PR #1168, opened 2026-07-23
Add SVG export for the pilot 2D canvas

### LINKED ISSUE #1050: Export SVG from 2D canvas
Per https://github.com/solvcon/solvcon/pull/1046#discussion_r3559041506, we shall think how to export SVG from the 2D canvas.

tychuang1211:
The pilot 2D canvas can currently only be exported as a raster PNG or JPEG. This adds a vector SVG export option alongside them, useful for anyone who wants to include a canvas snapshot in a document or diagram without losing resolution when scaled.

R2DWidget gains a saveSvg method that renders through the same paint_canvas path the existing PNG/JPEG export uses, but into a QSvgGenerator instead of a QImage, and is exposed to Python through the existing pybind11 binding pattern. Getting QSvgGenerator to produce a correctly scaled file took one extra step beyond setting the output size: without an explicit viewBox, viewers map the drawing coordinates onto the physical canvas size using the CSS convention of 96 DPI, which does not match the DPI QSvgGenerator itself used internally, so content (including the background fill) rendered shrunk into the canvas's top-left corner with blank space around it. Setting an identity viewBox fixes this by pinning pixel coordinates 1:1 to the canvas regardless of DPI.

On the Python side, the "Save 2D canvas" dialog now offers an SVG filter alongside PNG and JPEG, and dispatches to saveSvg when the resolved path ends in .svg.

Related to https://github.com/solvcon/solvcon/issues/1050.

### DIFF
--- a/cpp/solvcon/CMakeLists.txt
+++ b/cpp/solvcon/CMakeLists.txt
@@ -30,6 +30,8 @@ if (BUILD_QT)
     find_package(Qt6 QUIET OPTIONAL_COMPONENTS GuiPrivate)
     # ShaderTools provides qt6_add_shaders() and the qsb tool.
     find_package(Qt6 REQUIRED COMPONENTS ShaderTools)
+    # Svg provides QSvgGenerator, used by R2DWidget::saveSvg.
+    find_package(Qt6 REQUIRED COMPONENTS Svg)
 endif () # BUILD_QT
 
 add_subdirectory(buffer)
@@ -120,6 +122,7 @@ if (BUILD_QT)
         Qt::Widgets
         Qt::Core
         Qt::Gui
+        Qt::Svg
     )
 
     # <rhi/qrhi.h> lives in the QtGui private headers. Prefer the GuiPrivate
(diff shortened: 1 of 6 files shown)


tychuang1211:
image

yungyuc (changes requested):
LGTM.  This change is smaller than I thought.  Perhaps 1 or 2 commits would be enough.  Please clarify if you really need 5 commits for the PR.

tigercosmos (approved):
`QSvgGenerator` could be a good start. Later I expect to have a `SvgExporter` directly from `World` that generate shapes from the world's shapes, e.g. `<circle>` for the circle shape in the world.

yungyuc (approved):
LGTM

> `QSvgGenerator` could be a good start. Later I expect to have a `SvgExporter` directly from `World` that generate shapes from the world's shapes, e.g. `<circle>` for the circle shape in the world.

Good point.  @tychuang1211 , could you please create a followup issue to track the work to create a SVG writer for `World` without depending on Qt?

* * * * * * * * *

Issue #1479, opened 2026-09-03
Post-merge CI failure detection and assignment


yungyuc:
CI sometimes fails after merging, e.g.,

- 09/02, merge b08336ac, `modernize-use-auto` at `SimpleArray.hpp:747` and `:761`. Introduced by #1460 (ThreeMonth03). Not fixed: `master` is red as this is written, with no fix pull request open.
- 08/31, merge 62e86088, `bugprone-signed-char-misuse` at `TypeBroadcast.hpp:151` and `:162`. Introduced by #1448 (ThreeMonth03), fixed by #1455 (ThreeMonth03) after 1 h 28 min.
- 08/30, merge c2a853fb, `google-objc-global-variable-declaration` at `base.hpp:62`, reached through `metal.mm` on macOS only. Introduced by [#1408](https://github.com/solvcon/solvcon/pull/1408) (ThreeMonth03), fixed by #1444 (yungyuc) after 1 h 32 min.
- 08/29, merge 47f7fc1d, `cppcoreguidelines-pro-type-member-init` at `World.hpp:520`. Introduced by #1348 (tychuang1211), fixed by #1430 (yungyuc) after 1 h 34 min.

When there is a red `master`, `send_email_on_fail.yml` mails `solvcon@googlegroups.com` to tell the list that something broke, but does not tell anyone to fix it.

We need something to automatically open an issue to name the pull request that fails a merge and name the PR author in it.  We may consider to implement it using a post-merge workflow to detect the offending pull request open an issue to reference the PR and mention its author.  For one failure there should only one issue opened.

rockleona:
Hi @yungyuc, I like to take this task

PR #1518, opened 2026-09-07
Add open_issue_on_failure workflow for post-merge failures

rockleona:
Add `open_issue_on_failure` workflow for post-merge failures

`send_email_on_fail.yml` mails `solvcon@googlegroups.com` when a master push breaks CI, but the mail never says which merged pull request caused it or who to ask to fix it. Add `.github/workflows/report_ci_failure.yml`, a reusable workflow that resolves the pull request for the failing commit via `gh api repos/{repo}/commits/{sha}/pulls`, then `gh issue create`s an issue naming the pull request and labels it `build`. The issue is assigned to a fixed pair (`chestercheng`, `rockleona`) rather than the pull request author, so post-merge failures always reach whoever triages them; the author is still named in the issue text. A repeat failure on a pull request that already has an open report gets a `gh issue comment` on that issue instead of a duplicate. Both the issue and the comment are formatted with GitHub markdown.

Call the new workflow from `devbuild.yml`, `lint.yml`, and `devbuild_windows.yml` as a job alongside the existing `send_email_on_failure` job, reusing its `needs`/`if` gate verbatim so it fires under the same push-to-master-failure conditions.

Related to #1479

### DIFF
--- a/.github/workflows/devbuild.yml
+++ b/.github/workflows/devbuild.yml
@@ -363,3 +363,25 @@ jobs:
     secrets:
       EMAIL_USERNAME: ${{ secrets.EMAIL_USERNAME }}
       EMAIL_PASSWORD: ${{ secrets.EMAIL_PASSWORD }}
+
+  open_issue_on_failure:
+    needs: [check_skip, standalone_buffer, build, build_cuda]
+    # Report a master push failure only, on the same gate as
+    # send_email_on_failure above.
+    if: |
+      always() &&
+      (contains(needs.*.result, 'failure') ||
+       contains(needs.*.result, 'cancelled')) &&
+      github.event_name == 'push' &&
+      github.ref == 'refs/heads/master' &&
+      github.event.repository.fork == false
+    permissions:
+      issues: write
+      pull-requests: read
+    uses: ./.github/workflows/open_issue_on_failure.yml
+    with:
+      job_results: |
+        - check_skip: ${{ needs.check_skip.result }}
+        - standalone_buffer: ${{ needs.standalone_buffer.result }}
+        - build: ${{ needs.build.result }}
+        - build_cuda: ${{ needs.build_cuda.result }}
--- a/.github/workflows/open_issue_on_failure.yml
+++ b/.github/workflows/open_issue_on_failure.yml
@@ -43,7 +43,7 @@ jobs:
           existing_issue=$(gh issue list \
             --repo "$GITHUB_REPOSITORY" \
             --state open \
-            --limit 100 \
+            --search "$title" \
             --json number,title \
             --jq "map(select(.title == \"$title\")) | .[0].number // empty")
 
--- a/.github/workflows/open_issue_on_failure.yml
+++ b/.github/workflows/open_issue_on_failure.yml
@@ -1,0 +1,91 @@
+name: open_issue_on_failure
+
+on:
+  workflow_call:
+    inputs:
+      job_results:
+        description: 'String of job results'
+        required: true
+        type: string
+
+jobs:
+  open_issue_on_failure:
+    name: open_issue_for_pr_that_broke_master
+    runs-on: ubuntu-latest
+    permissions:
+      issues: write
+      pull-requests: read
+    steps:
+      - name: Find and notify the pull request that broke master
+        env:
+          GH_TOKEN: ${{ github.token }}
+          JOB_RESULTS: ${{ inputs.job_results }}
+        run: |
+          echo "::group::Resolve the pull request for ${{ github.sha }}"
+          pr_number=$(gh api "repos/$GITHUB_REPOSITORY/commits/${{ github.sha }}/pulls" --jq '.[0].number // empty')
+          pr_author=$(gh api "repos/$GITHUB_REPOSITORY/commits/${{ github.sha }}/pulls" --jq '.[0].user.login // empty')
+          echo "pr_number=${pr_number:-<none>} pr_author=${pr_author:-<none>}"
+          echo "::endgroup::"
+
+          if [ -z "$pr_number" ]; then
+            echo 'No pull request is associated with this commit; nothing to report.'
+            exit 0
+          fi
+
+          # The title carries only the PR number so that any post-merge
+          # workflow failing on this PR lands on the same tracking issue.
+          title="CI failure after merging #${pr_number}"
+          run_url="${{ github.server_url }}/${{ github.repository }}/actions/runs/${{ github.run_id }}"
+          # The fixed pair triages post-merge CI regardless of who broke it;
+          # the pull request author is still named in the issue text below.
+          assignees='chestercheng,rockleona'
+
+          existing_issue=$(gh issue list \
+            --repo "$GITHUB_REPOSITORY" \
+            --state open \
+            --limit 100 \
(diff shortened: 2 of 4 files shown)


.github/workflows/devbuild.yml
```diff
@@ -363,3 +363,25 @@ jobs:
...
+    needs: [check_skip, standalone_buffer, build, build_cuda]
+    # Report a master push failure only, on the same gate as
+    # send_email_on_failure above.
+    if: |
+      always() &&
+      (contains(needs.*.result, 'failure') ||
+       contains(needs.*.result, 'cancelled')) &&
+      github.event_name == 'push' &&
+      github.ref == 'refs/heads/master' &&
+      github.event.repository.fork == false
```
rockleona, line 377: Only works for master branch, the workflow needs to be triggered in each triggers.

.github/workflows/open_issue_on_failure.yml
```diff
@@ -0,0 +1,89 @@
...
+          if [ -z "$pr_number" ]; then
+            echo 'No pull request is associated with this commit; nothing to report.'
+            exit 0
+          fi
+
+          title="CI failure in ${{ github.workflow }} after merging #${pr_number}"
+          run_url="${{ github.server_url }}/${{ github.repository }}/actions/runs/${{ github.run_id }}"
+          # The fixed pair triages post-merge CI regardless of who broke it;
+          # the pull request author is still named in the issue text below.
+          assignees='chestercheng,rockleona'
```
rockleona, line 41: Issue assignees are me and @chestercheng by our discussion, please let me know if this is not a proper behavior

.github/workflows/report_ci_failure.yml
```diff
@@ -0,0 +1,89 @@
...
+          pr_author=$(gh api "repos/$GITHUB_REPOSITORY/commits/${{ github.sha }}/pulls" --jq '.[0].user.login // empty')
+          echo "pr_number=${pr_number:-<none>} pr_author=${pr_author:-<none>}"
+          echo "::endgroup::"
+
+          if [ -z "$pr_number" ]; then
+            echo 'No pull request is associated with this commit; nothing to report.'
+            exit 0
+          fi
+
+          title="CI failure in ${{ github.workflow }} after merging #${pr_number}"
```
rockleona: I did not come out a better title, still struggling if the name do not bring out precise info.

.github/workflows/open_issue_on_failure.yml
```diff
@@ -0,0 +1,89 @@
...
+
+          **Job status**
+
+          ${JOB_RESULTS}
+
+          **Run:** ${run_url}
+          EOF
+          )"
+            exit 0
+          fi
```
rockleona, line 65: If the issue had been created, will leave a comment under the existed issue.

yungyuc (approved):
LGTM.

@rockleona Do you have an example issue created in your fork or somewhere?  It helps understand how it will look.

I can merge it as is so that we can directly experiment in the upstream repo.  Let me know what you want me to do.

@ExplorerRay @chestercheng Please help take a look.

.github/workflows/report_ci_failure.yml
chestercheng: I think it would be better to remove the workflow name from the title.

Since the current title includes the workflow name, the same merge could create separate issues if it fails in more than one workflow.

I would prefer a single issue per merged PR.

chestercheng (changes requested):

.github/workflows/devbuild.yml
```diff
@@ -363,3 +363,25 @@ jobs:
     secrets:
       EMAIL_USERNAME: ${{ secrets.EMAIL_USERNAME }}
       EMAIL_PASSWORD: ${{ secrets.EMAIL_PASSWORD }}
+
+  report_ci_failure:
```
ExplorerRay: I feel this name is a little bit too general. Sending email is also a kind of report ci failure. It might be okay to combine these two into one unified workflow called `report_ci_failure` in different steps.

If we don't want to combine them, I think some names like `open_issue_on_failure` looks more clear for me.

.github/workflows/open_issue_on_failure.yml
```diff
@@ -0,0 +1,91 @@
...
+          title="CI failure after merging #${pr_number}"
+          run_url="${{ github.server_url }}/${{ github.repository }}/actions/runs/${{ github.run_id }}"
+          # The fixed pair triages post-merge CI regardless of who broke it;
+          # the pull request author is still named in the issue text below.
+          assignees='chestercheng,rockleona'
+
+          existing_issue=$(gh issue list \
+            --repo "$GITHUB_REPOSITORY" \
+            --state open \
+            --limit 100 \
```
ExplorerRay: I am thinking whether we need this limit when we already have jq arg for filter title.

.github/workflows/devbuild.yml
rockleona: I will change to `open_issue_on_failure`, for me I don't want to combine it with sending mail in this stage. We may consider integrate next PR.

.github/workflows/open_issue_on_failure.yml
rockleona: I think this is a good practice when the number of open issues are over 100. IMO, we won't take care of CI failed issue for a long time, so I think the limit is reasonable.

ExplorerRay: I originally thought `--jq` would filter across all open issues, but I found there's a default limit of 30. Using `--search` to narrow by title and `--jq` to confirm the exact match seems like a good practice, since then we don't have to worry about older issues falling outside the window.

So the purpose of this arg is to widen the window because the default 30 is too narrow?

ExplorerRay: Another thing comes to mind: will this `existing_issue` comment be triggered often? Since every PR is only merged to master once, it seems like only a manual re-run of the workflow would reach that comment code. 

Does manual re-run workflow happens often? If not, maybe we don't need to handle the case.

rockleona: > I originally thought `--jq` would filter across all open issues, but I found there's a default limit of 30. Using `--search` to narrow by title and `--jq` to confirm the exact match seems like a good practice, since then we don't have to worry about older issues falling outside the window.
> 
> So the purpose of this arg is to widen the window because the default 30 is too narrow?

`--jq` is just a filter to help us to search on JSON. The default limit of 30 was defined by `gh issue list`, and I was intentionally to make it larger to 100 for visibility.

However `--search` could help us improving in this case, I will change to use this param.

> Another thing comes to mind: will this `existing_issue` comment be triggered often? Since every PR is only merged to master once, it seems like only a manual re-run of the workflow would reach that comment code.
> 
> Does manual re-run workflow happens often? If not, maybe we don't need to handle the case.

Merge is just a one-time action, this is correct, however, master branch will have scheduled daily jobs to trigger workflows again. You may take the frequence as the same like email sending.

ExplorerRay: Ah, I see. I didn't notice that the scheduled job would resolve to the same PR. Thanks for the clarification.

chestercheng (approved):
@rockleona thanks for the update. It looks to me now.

* * * * * * * * *

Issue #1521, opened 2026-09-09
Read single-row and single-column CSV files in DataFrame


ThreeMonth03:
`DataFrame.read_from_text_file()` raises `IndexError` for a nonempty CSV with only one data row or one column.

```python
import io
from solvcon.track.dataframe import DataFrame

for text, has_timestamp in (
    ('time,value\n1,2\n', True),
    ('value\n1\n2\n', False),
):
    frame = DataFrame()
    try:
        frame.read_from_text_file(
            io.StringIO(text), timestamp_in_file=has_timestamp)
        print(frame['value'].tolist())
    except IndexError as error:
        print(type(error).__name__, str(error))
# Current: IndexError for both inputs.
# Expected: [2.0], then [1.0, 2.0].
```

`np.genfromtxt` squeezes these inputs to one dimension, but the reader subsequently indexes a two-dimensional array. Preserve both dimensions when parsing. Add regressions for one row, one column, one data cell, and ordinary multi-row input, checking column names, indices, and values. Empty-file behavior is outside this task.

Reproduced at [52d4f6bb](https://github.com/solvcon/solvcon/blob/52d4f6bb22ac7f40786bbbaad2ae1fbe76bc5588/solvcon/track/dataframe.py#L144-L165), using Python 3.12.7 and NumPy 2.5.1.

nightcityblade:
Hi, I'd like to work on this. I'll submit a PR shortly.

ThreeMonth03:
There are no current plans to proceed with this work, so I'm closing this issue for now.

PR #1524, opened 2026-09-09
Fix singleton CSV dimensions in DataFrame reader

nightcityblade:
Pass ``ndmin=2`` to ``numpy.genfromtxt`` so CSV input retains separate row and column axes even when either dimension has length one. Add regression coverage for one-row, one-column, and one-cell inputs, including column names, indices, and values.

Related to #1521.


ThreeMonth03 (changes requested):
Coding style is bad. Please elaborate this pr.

* * * * * * * * *

_What needs to be done_
Of all the entries above, output exactly the lines between the one holding "PR #1168, opened 2026-07-23" and the one holding "The pilot 2D canvas can", inclusive.

_Task solution_
PR #1168, opened 2026-07-23
Add SVG export for the pilot 2D canvas

### LINKED ISSUE #1050: Export SVG from 2D canvas
Per https://github.com/solvcon/solvcon/pull/1046#discussion_r3559041506, we shall think how to export SVG from the 2D canvas.

tychuang1211:
The pilot 2D canvas can currently only be exported as a raster PNG or JPEG. This adds a vector SVG export option alongside them, useful for anyone who wants to include a canvas snapshot in a document or diagram without losing resolution when scaled.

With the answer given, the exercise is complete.